Your instructions:
Please work out how many lines in the data below hold the word "Does", and state only the number.

Saved data entries
PR #1310, opened 2026-03-16
[ADD] account_edi_retrieve_partner_from_purchase_order

sbejaoui:
Retrieves the partner from the related purchase order if set in UBL document


jbaudoux (commented):
Is it necessary to have the same partner than the PO?
When ordering, you have the partner to who you place the order, and you have the invoicing partner. They can be different. It's like that on an SO. When you receive a vendor bill, you can received it from the invoicing department that is different from the contact of the PO.
Does that causes an issue?

jbaudoux:
> Is it necessary to have the same partner than the PO? When ordering, you have the partner to who you place the order, and you have the invoicing partner. They can be different. It's like that on an SO. When you receive a vendor bill, you can received it from the invoicing department that is different from the contact of the PO. Does that causes an issue?

@sbejaoui Can you check this question?

sbejaoui:
> Is it necessary to have the same partner than the PO?
> When ordering, you have the partner to who you place the order, and you have the invoicing partner. They can be different. It's like that on an SO. When you receive a vendor bill, you can received it from the invoicing department that is different from the contact of the PO.
> Does that causes an issue?

In general, no, we do not need to have the same partner as the PO.

The issue is more practical than functional. In some messy databases, with duplicate or misconfigured partners (e.g. VAT configured on the wrong contact, inconsistent emails/names, etc.), we don't fully control the partner matching process during invoice import. The system searches by VAT first, then name, email, and other criteria, and simply takes the first matching partner.

One way to make the matching more reliable is to retrieve the partner directly from the purchase order using its unique reference. So this module is not strictly necessary in a clean database, but it becomes useful in some real-life cases to avoid incorrect partner matching.

phschmidt (approved):
Functional tests

rousseldenis (approved):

Exercise answer:
3